A constexpr function can also be evaluated at runtime, so it does not need to satisfy constexpr requirements on every execution path.

The compiler checks whether the specific path taken during a constexpr function call meets constexpr requirements based on the given arguments. If it does, the computation is performed at compile time. If it does not, the computation occurs at runtime.
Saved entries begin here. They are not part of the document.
PR #656, opened 2025-08-19
match_token: add missing license texts

decathorpe:
I came across this issue when preparing package updates for html5ever et al. for Fedora.

It looks like when match_token was split off into a separate crate (in https://github.com/servo/html5ever/commit/feced062a9119d6f8279cf9d002f9a93926a8ca4), adding the Apache-2.0 and MIT license texts was missed.

On the other hand, this was done correctly when when the web_atoms crate was split off (in https://github.com/servo/html5ever/commit/0292f3fddfe2926aa06c9b67c5ed312a67047ec3) so the fact that the license texts are missing from the match_token crate looks like a simple accidental omission.

### DIFF
--- a/match_token/LICENSE-APACHE
+++ b/match_token/LICENSE-APACHE
@@ -1,0 +1,201 @@
+                              Apache License
+                        Version 2.0, January 2004
+                     http://www.apache.org/licenses/
+
+TERMS AND CONDITIONS FOR USE, REPRODUCTION, AND DISTRIBUTION
+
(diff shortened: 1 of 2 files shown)


nicoburns (approved):

nicoburns:
`match_token` is definitely covered by the repo-level Apache-2.0 and MIT licenses, but I see no reason not to add license files to the crate as well.

decathorpe:
Thank you!

PR #667, opened 2025-09-09
Impl `PartialEq<str>` for `Tendril<ASCII>` and `Tendril<UTF8>`

nicoburns:
- Fixes https://github.com/servo/tendril/issues/30

### DIFF
--- a/tendril/src/tendril.rs
+++ b/tendril/src/tendril.rs
@@ -22,7 +22,7 @@ use encoding::{self, DecoderTrap, EncoderTrap, EncodingRef};
 
 use crate::buf32::{self, Buf32};
 use crate::fmt::imp::Fixup;
-use crate::fmt::{self, Slice};
+use crate::fmt::{self, Slice, ASCII, UTF8};
 use crate::util::{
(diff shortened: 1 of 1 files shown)


simonwuelker:
Feels a bit weird to compare tendril bytes without knowing what format they are. This will yield unexpected results when comparing `str` with tendrils using non-utf8 encodings.

Maybe we could only impl this for the formats that come with `tendril` out of the box(https://docs.rs/tendril/latest/tendril/fmt/index.html#structs) ? Those that are known to be subsets of utf8.

nicoburns:
> Feels a bit weird to compare tendril bytes without knowing what format they are. This will yield unexpected results when comparing `str` with tendrils using non-utf8 encodings.
> 
> Maybe we could only impl this for the formats that come with `tendril` out of the box(https://docs.rs/tendril/latest/tendril/fmt/index.html#structs) ? Those that are known to be subsets of utf8.

I'm inclined to agree with this. I've restricted the `impl` to `Tendril<ASCII>` and `Tendril<UTF8>`.

I think one could argue for an impl for `Tendril<WTF8>` too. And a comparision to `&[u8]` for Bytes. But I suspect the UTF8 one is the most useful, and we can always add more later.

PR #683, opened 2025-10-28
Continue parsing instead of stopping on script in xml5ever.

halli2:
Changes `XmlParser::process` to function like the html equivelant.

I think this is what it was meant to be when it was implemented here: https://github.com/servo/html5ever/pull/591#pullrequestreview-2734323784


simonwuelker:
Sorry, I forgot about this PR: If you rebase then CI should be green.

If a non-constexpr result is used in a constexpr context, a compilation error occurs.

Consider the following code:

constexpr int f(int val) {
    if (val == 42) {
        std::abort();
    }
    else {
        std::abort();
    }
    return 42;
}
int main() {
    return f(1);
}

This code compiles successfully with MSVC /C++17, even though the function can never actually be a valid constexpr.
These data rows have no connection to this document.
PR #684, opened 2025-10-28
Bump MSRV to 1.71

simonwuelker:
Our MSRV is 1.70, parking_lot 0.12.5 needs 1.71. I was not able to tell cargo to pick compatible versions for both `parking_lot`, `parking_lot_core` and `lock_api`. (We can pin `parking_lot` in `Cargo.toml` but that seems to make cargo ignore the specified versions for the other two)

1.71 was released in summer of 2023 so upgrading should not be a problem.

### DIFF
--- a/.github/workflows/main.yml
+++ b/.github/workflows/main.yml
@@ -77,7 +77,7 @@ jobs:
       - name: Install stable toolchain
         run: |
           rustup set profile minimal
-          rustup override set 1.70.0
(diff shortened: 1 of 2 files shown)


simonwuelker:
Unblocks CI for https://github.com/servo/html5ever/pull/683

simonwuelker:
https://github.com/Amanieu/parking_lot/issues/470#issuecomment-2923514115

PR #689, opened 2025-11-05
Add oncommand and onbeforetoggle local names

lukewarlow:
Missed these from the previous PRs


lukewarlow:
Out of interest how do I actually use these within Servo? Do I need to point to a new commit or wait for a release?

nicoburns:
> Out of interest how do I actually use these within Servo? Do I need to point to a new commit or wait for a release?

Generally you'd start a Servo PR by pointing to a git commit. Then for this crate we might try to do a release before actually merging that PR.

PR #654, opened 2025-08-06
Update phf to 0.13

xu-cheng:
The phf in string-cache is updated at https://github.com/servo/string-cache/pull/295, which this PR depends on.

PR #690, opened 2025-11-11
Bump versions

Loirooriol:
Bumps html5ever, markup5ever and xml5everf to 0.36.0.
Bumps web_atoms to 0.1.4.

### DIFF
--- a/Cargo.toml
+++ b/Cargo.toml
@@ -10,7 +10,7 @@ members = [
 ]
 
 [workspace.package]
-version = "0.35.0"
+version = "0.36.0"
 license = "MIT OR Apache-2.0"
 authors = [ "The html5ever Project Developers" ]
 repository = "https://github.com/servo/html5ever"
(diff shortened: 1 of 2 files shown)


TimvdLippe (approved):

mrobinson:
These have been published by @emilio:
 - https://crates.io/crates/html5ever/0.36.0
 - https://crates.io/crates/web_atoms/0.1.4

xu-cheng:
Hi, according to [this](https://github.com/servo/html5ever/blob/main/RELEASING.MD#making-a-release-of-web_atoms), it seems that `web_atoms` should be bumped to 0.2.0 instead due to `phf` breaking change from #654. The 0.1.4 release may need to be yanked.

Loirooriol:
Even if phf had potentially breaking changes, I don't think that web_atoms had any, so I thought that a 0.1.4 was enough?

xu-cheng:
I’m actually not entirely sure what is the correct answer.

The question is what would happen if old html5ever release pulls the latest web_atom of which a breaking release phf is used underneath. The breaking release phf may cause trait conflicts or inconsistent hash being used. But since html5ever itself does not depend on phf directly. It may be fine? 🤷‍♂️

Loirooriol:
No problem from my side if you want to bump to 0.2.0

jdm:
Yes, we'll need to yank and publish 0.2.0 instead.

nicoburns:
I can confirm that the Blitz build does actually break if I run `cargo update` (which causes it to pick up `web_atoms` 0.1.4), so we definitely need to republish and yank this release. I've put up https://github.com/servo/html5ever/pull/691 with new versions.

Issue #696, opened 2025-11-30
serialize() should escape '<' and '>' in attributes, according to the HTML Standard


pizzacat83:
The current implementation of `html5ever::serialize::serialize` does not escape the characters `<` and `>` within attribute values.

Historically this was the behavior required by the HTML Standard, but recently there was [a change in the HTML Standard](https://github.com/whatwg/html/commit/e21bd3b4a94bfdbc23d863128e0b207be9821a0f) to mandate escaping `<` and `>` in attributes, to mitigate a class of XSS attacks.

As a result, the output of `html5ever::serialize::serialize` does not conform to the latest HTML Standard.

### Expected behavior

`<span id="<>"></span>` should be serialized as `<span id="&lt;&gt;"></span>`.

The following test (for `rcdom/tests/html-serializer.rs`) demonstrates this.

```rust
test!(
    attribute_ltgt,
    r#"<span id="<>"></span>"#,
    r#"<span id="&lt;&gt;"></span>"#
);
```

However, the above test fails in the current implementation, and the actual serialized output is `<span id="<>"></span>`.

Note that Firefox ([release note](https://www.firefox.com/en-US/firefox/140.0/releasenotes/)) and Chrome ([release note](https://developer.chrome.com/blog/escape-attributes)) adhere to this expected behavior.

## Proposed fix

By applying the patch below, the implementation becomes conformant with the above change of the HTML Standard, and the above test passes.

```diff
diff --git a/html5ever/src/serialize/mod.rs b/html5ever/src/serialize/mod.rs
index 710066a..eddca78 100644
--- a/html5ever/src/serialize/mod.rs
+++ b/html5ever/src/serialize/mod.rs
@@ -107,8 +107,8 @@ impl<Wr: Write> HtmlSerializer<Wr> {
                 '&' => self.writer.write_all(b"&amp;"),
                 '\u{00A0}' => self.writer.write_all(b"&nbsp;"),
                 '"' if attr_mode => self.writer.write_all(b"&quot;"),
-                '<' if !attr_mode => self.writer.write_all(b"&lt;"),
-                '>' if !attr_mode => self.writer.write_all(b"&gt;"),
+                '<' => self.writer.write_all(b"&lt;"),
+                '>' => self.writer.write_all(b"&gt;"),
                 c => self.writer.write_fmt(format_args!("{c}")),
             }?;
         }
```

I am willing to submit a PR with the fix and the test case. Thank you!

jdm:
[...]

PR #697, opened 2025-11-30
fix: Escape '<' and '>' when serializing attribute values

pizzacat83:
Fixes https://github.com/servo/html5ever/issues/696.

Applies [the recent change to the HTML Standard](https://github.com/whatwg/html/commit/e21bd3b4a94bfdbc23d863128e0b207be9821a0f) on the attribute serialization logic.


simonwuelker:
Thanks! This does fix the three tests from https://github.com/web-platform-tests/wpt/pull/27501 for servo.

PR #699, opened 2025-12-05
Add iframe `allow` local name

tharkum:
See https://html.spec.whatwg.org/multipage/#attr-iframe-allow


tharkum:
@mrobinson , @jdm < Please review

PR #751, opened 2024-10-24
Fix Any serializer type regression breaking Ruby bindings

pedro-psb:
See context: https://github.com/pulp/pulp_rpm/issues/3639


pedro-psb:
Does this needs the `backport`  label too?

gerrod3 (approved):

PR #814, opened 2025-03-05
Pin bandersnatch to <6.6.

ggainey:
See https://github.com/pypa/bandersnatch/issues/1892 for the discussion.

### DIFF
--- a/pyproject.toml
+++ b/pyproject.toml
@@ -29,7 +29,7 @@ requires-python = ">=3.9"
 dependencies = [
   "pulpcore>=3.49.0,<3.85",
   "pkginfo>=1.10.0,<1.13.0",
-  "bandersnatch>=6.3,<7.0",  # Anything >6.3 requires Python 3.10+
+  "bandersnatch>=6.3.0,<6.4",  # Anything >6.3 requires Python 3.10+
   "pypi-simple>=1.5.0,<2.0",
 ]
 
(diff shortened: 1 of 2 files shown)


ggainey:
The install-failure here is due to our more-strict upperbounds check requiring bandersnatch 6.5, on an image built with python-3.9 - which is *not supported* by bandersnatch>=6.4.0. We will need to pin to ~=6.3.0 until we stop supporting py3.9, and/or figure out how to make the UB check take the python-version into account.

pyproject.toml
```diff
@@ -29,7 +29,7 @@ requires-python = ">=3.9"
 dependencies = [
   "pulpcore>=3.49.0,<3.85",
   "pkginfo>=1.10.0,<1.13.0",
-  "bandersnatch>=6.3,<7.0",  # Anything >6.3 requires Python 3.10+
+  "bandersnatch~=6.3.0",  # Anything >6.3 requires Python 3.10+
```
mdellweg, line 32: Should this be
```suggestion
  "bandersnatch>=6.3.0,<6.4",  # Anything >6.3 requires Python 3.10+
```
then?

ggainey: Aren't these identical?

mdellweg: Yes, and no.
They mean the same to python, but dependabot treats them differently.

mdellweg (approved):

PR #840, opened 2025-04-24
Fix formatting in changelog

jobselko:
This PR fixes broken version headers in the changelog and removes redundant empty lines.


mdellweg:
Thank you!

Note to us: If we see the collect script confused and wanting to add these versions again, we need to fix the changelog on those branches...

After extensive testing, I suspect that MSVC requires a constexpr function to have at least one theoretically valid constexpr path, even if that path is never reachable.

Regarding the OP’s issue, I believe this is a bug in the MSVC compiler.

Consider the following code, tested with Visual Studio Community 2022 version 17.13.2 using /std:c++23preview (since goto is only allowed in constexpr starting from C++23):

constexpr int f(int val) {
    switch (val) {
    case 42:
        std::abort();
        goto abor;
    default:
        return 43;
    }
    abor:
    std::abort();
}

This code compiles. However, the following code does not compile:

constexpr int f(int val) {
    switch (val) {
    case 42:
        std::abort();
        break;
    default:
        return 43;
    }
    std::abort();
}

Even though both versions are logically equivalent, the break version fails to compile while the goto version succeeds. This is quite strange.

Through further testing, I discovered that break and case seem to influence constexpr evaluation in an unexpected way. The exact reason is unclear—perhaps this is a bug in MSVC?

Does anyone know how to report this issue?